Asheville, NC - On April 2, about 80 people attended a workshop on the Sept. 24, 2010 FBI raids and grand jury repression of anti-war and solidarity activists at the National Lawyers Guild (NLG) southern regional conference here. In addition to NLG members from across the South, over two dozen community members from Asheville’s peace and justice movements came to learn about the case and to show their support for the targeted activists.

FBI raids on antiwar and solidarity activists

Tom Burke of the Freedom Road Socialist Organization (FRSO) was the first speaker. Burke gave an overview of the history of FRSO and that organization’s work in the mass movements to stop war, support immigrant rights and build the labor movement. Several of the 23 subpoenaed activists are members of the FRSO.

Burke explained that the government’s case against the activists will center around the law enforcement officer who spied on and infiltrated the Twin Cities Anti-War Committee and the FRSO. “This agent lied about everything. It was lie after lie,” Burke said. “The raids and subpoenas were based on who she interacted with the most.”

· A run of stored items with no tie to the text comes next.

PR #72, opened 2026-06-30
fix(temporal aggregation): add date truncate to temporal aggregation

### LINKED ISSUE #59: bug: Temporal aggregation is ignored since no date truncation applied
## Step 2c — Temporal aggregation

Source: `aggregator.py:Aggregator.aggregate_metric_temporally`

```sql
SELECT
  metric_id, metric_location, breakdown_properties, scenario,
  granular_date AS view_date,
  TIME_OPERATOR(granular_metric_value) AS metric_value
FROM metric_view
GROUP BY metric_id, metric_location, breakdown_properties, scenario, view_date
```

`TIME_OPERATOR` = `SUM` or `AVG` from `metric.time_operator`.

## **Current limitation**: `view_date` = `granular_date` (no date truncation applied).
The `time` field in `view_config.aggregation` (`hour|day|week|month|year`) is loaded but not yet passed to the aggregator. See [ADR-007](../adr/007-consistency-check-strategy.md).

dusanparipovic:


gems_views_builder/time_aggregator.py
```diff
@@ -73,3 +80,19 @@ def run(self, metric_view: MetricView, metric: Metric) -> MetricView:
         )
         logging.info(f"[{metric.id}] Temporal aggregation written to {out_path}")
         return MetricView(out_path)
+
+    @staticmethod
+    def parse_time_aggregation(time_aggregation: TimeAggregation | None) -> str:
```
aoustry: What is the expected input syntax ?

aoustry: (as regards the str for viewconfig.time_aggregation)

tests/test_time_aggregator.py
```diff
@@ -44,28 +47,68 @@ def _metric(time_operator: TimeOperator) -> Metric:
...
     assert first.persistence_path != second.persistence_path
     assert first.persistence_path.name.endswith("-0.parquet")
     assert second.persistence_path.name.endswith("-1.parquet")
+
+    # Each part is truncated to its day and the two intra-day values are summed.
+    for part in (first, second):
+        df = pl.read_parquet(part.persistence_path)
+        assert df.shape[0] == 1
+        assert df["view_date"][0] == datetime(2026, 1, 1, 0, 0)
+        assert df["metric_value"][0] == approx(30.0)
```
aoustry, line 166: One should add a e2e test that returns a view resulting from temporal aggregation (ex: Daily granularity instead of hourly) and check that the numerical values matches (as regards load or production for instance).

aoustry (changes requested):

tests/test_time_aggregator.py
aoustry: One should also check with a metric, the aggregation operator of which is the average for the time dimension (ex: prices).

gems_views_builder/time_aggregator.py
aoustry: Suggested section in the ViewConfig files (YAML).

```
  aggregation:
    - time: hour | day | week | month | year
  ```

Comment (dusanparipovic) [reply gems_views_builder/time_aggregator.py]: > What is the expected input syntax ?

```yml
view:

  id: view_area

  scope:
    - location:
      taxonomy-category: balance

    - calendar: calendar_file 

  aggregation:
    - time: hour

  catalog: #Pointer to "catalogs" = "Business Metrics definitions files".
      - id: catalog

  metrics:  
      - id: catalog.PROD
      - id: catalog.LOAD
      - id: catalog.BALANCE
```

dusanparipovic: To be honest this syntax from POC isn't that intuitive for me, we could change it to be something like: 
Instead of 
```yaml
  aggregation:
    - time: hour
```
Proposition[1]: 

```yaml
  time-resolution: day | week | month | year
```
Proposition[2]:
```yaml
  view-date-resolution: day | week | month | year
```
What do you think @aoustry @guilpier-code @tbittar ?

aoustry: I agree that my proposal can be improved. However, please keep mind that the viewconfig file should NOT be too flat -> we should pay attention to structure it. 
In my proposal, we have the following sections

- **scope**, that is supposed to describe the spatial/temporal/scenario domain -> the subsection are location, calendar and soon scenario.
- **aggregation**, that is supposed to describe the aggregation for the spatial/temporal/scenario domains -> the subsection could be spatial, time scenario.

We might structure the file the other way around (sections could be spatial/time/scenario, and subsection could be scope/aggregation)... but anyway, we have to avoid a flat list of parameters I guess.

dusanparipovic: Right, I agree with you. 
Then we definitely need to follow your structure, it's more structured. 
I would like only to change `time` -> `time-resolution`/`view-date-resolution`it's more intuitive in my opinion for end user. 
Thank you for clarification!!!!!

gems_views_builder/time_aggregator.py
```diff
@@ -8,11 +8,22 @@
...
+    TimeAggregation.DAY: "1d",
+    TimeAggregation.WEEK: "1w",
+    TimeAggregation.MONTH: "1mo",
+    TimeAggregation.YEAR: "1y",
+}
+
 
 class TimeAggregator:
-    def __init__(self) -> None:
+    def __init__(self, time_aggregation: TimeAggregation | None) -> None:
```
guilpier-code, line 25: If I understand you correctly, we could have : 
```python
def granularDateColumn(time_aggregation: TimeAggregation | None)
    if time_aggregation:
        try:
            granular_date.dt.truncate(TRUNCATE_WINDOWS[time_aggregation]).alias("view_date")
        except KeyError:
            raise ValueError(...)
    else:
        pl.col("granular_date").alias("view_date")
...

class TimeAggregator:
    ...    
    def run(self, metric_view: MetricView, metric: Metric) -> MetricView:
        lazy_metric_view = ...
        aggregation_op = timeAggregationOperator(metric) # Free function
        granular_date_col = granularDateColumn(self._time_aggregation)
        view = (
              lazy_metric_view.with_columns(granular_date_col)
              .group_by(...)
              .agg(aggregation_op)
              .select(...)
        ) 
       ....
```
am I wrong ?
If I'm right, it would be a bit more clear (we hide details from **run(...)** function).

gems_views_builder/time_aggregator.py
guilpier-code, line 36: `atexit.register(rmtree, self._root_dir, True)` : 
Good ! 
I didn't know this was possible. Handy.

guilpier-code, line 76: `self._part_counter += 1` : 
I must conclude that` metric.id` isn't enough to make that saving unique, right ?
We need a counter then ?

gems_views_builder/time_aggregator.py
```diff
@@ -73,3 +89,13 @@ def run(self, metric_view: MetricView, metric: Metric) -> MetricView:
         )
         logging.info(f"[{metric.id}] Temporal aggregation written to {out_path}")
         return MetricView(out_path)
+
+    @staticmethod
```
guilpier-code: Regardless of comments above, this **parse_time_aggregation(...)** should be a free function : it does not use any data member

tests/test_time_aggregator.py
```diff
@@ -44,28 +47,72 @@ def _metric(time_operator: TimeOperator) -> Metric:
...
+        (None, None),
+    ],
+)
+def test_parse_time_aggregation(aggregation: TimeAggregation | None, expected_window: str) -> None:
+    assert TimeAggregator.parse_time_aggregation(aggregation) == expected_window
+
+
+def test_parse_time_aggregation_invalid_raises() -> None:
+    with pytest.raises(ValueError, match="Invalid time aggregation"):
+        TimeAggregator.parse_time_aggregation("decade")  # type: ignore[arg-type]
```
guilpier-code: If we apply comments from **time_aggregator.py**'s review, can we test free function **granularDateColumn(...)** easily (instead of **parse_time_aggregation(...)**) ?

tests/test_time_aggregator.py
dusanparipovic: To be clear [issue](https://github.com/AntaresSimulatorTeam/GEMS-ViewsBuilder/issues/76)
This is in general tests refactoring + your proposal

gems_views_builder/time_aggregator.py
dusanparipovic: Right but to be more precise `aggregator operator` and `granular date column` will be polars expression, so I would prefer names `time_aggreation_expression` and `granular_date_expression`
What do you think about names, does it fit for you ? 
But your idea in general is very good.

tests/test_time_aggregator.py
dusanparipovic: Right, also added test case for each possbile situation situation.

gems_views_builder/time_aggregator.py
dusanparipovic: Why this could be problematic? 
Imagine we have 2 metrics in 2 different catalogs with same name, but different term definition. 
For example
`Catalog A`
```yaml
  - id: PROD
    terms:
      - taxonomy-category: production
        output-id: p
        location-ports: p_balance_port
    terms-operator: sum
    time-operator: sum
```
`Catalog B`
```yaml   
  - id: PROD
    terms:
      - taxonomy-category: production / whatever
        output-id: p /whatever
        location-ports: p_balance_port / whatever
    terms-operator: avg / whatever 
    time-operator: avg / whatever 
```
Metric from Catalog A and Catalog B could be completely same but without part counter second processed metric will be overwritten. 
This is prevention that will give user ability to have `"namespace"` inside catalog.
Potentially what could be better solution is to have  check of metric reference name in view config file, with this we will lose need for `part_counter` and user will lose ability to have same metric ID in 2 different catalogs.

gems_views_builder/time_aggregator.py
guilpier-code: ok, I agree with that

gems_views_builder/time_aggregator.py
guilpier-code: ok, no problem with that, at least for now. 
In the end we accumulate these **time aggregated views** without the need of identifying which parquet file is related to which **metric view**.
Maybe some day there will be a new treatment on those tables that requires to be more precise. But this one hasn't come yet.

gems_views_builder/time_aggregator.py
```diff
@@ -73,3 +82,21 @@ def run(self, metric_view: MetricView, metric: Metric) -> MetricView:
         )
         logging.info(f"[{metric.id}] Temporal aggregation written to {out_path}")
         return MetricView(out_path)
+
+
+def granular_date_expression(time_aggregation: TimeAggregation | None) -> pl.Expr:
```
guilpier-code, line 87: `def granular_date_expression(...)` : 
Here we raise an exception in case **time_aggregation**'s value is incorrect.
It raises one question for me : this correctness could have been checked earlier (for example after reading **view_config.yml**), isn't it ?
If what I'm saying is true, this check does have to be made here.
It implies a simplification : 
```python
def granular_date_expression(time_aggregation: TimeAggregation | None) -> pl.Expr:
    if time_aggregation:
        return pl.col("granular_date").dt.truncate(TRUNCATE_WINDOWS[time_aggregation]).alias("view_date")
    return pl.col("granular_date").alias("view_date")

```

dusanparipovic: If user provide bad value in view config file, pydantic will automatically drop error if value isn't in this set {"hour", "day", "mont", "year"}
If value isn't provided that's fine pydantic it will treat as None and we won't apply truncation. 
When we come to this function we know that we have valid input which is:

- `None`  - nothing writtent in view config, so we will assume not truncation
- `TimeAggregation`- perform correct truncation

dusanparipovic: What this mean practically this function won't come in situation to raise any error.

tests/test_time_aggregator.py
```diff
@@ -10,30 +10,48 @@
...
+    df = pl.DataFrame({"granular_date": [date]}, schema={"granular_date": pl.Datetime})
+    return cast(datetime, df.select(granular_date_expression(aggregation)).item())
+
+
+def _apply_agg_expr(values: list[float], time_operator: TimeOperator) -> float:
+    df = pl.DataFrame({"granular_metric_value": values})
+    return float(df.select(time_aggregation_expression(time_operator)).item())
+
+
+def _granular_view(rows: list[tuple[datetime, float]], tmp_path: Path) -> MetricView:
```
guilpier-code: `def _granular_view` 
this function builds a **MetricViews**, so it's a kind of factory.
we could rename it **makeMetricView** or **createMetricView**, what do you think ?

tests/test_time_aggregator.py
guilpier-code: `def _metric` is a metric factory (it makes a **Metric**).
It could be renamed into **makeMetric** or **createMetric**.

tests/test_time_aggregator.py
```diff
@@ -10,30 +10,48 @@
...
 
 from gems_views_builder.input.catalog import Metric, TermsOperator, TimeOperator
+from gems_views_builder.input.view_config import TimeAggregation
 from gems_views_builder.metric_view import MetricView
-from gems_views_builder.time_aggregator import TimeAggregator
+from gems_views_builder.time_aggregator import (
+    TimeAggregator,
+    granular_date_expression,
+    time_aggregation_expression,
+)
```
guilpier-code, line 30: I see that **"_"** are prepended.
It's usually for private methods.
In our case, what is it for ?

tests/test_time_aggregator.py
```diff
@@ -44,28 +62,85 @@ def _metric(time_operator: TimeOperator) -> Metric:
...
+    [
+        (TimeOperator.SUM, [10.0, 20.0], 30.0),
+        (TimeOperator.AVG, [10.0, 20.0], 15.0),
+    ],
+)
+def test_time_aggregation_expression(time_operator: TimeOperator, values: list[float], expected: float) -> None:
+    assert _apply_agg_expr(values, time_operator) == approx(expected)
+
+
+def test_truncation_groups_by_window(tmp_path: Path) -> None:
```
guilpier-code, line 94: If we wanted to be a bit more clear, we could separate the 3 steps of a unit test, the 3 **A**'s : 
- Arrange
- Act
- Assert

For example (3 A's in comments are not mandatory, but welcome) : 
```python
def test_truncation_groups_by_window(tmp_path: Path) -> None:
    # Arrange
    aggregator = TimeAggregator(TimeAggregation.DAY)
    rows = [(datetime(2026, 1, 1, 3, 0), 10.0), (datetime(2026, 1, 1, 20, 0), 20.0)]
    metricView = makeMetricView(rows, tmp_path)
    metric = makeMetric(TimeOperator.SUM)
    
    # Act
    outMetricView = aggregator.run(metricView, metric)
   
    # Assert 
    df = pl.read_parquet(outMetricView .persistence_path)
    assert df.shape[0] == 1
    assert df["view_date"][0] == datetime(2026, 1, 1, 0, 0)
    assert df["metric_value"][0] == approx(30.0)
    assert df["metric_value"].dtype == pl.Float64
```

tests/test_time_aggregator.py
dusanparipovic: Yes right, there's no reason for _

tests/test_time_aggregator.py
dusanparipovic: Right agree, I'll follow this in future.
Thank you for remark.

aoustry (changes requested):
We would need a e2e test where we parse a YAML where the value of time-aggregation is parsed and effectively leads to an aggregation.

aoustry (approved):

guilpier-code (approved):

Burke also talked about the context around this case and why it was happening now. Pointing out that the U.S. is involved in a series of unpopular and draining wars in Afghanistan, Iraq and Libya, and that the economic crisis continues to cast millions of people into poverty, Burke explained that the repression against the activists occurs because “the powers that be are nervous and are worried about people who are organizing against them.”

FBI and the Muslim community

Azadeh Shahshahani from the ACLU of Georgia was the next speaker. Shahshahani, who used to work with the ACLU in North Carolina, talked about how NLG activists can support the Muslim community by offering ‘know your rights’ trainings and legal support. Shahshahani detailed how the FBI after 9/11 would approach Muslim men, based solely on their background, for ‘voluntary’ conversations. “The FBI might ask all sorts of inappropriate questions about their political and religious beliefs,” Shahshahani said, like, “Did you vote for Bush?”

Shahshahani’s advice for Muslims approached by the FBI? “Don’t talk to the FBI. Don’t sign anything. If you’re ever approached by the FBI make sure to call an attorney.” Shahshahani emphasized, “There is nothing you gain from a conversation with the FBI, you can only lose.” Shahshahani concluded by stressing that there is a huge need for attorneys and law students to put themselves out there and help people since “the FBI has obviously not subsided in targeting Muslim communities. It’s getting worse.”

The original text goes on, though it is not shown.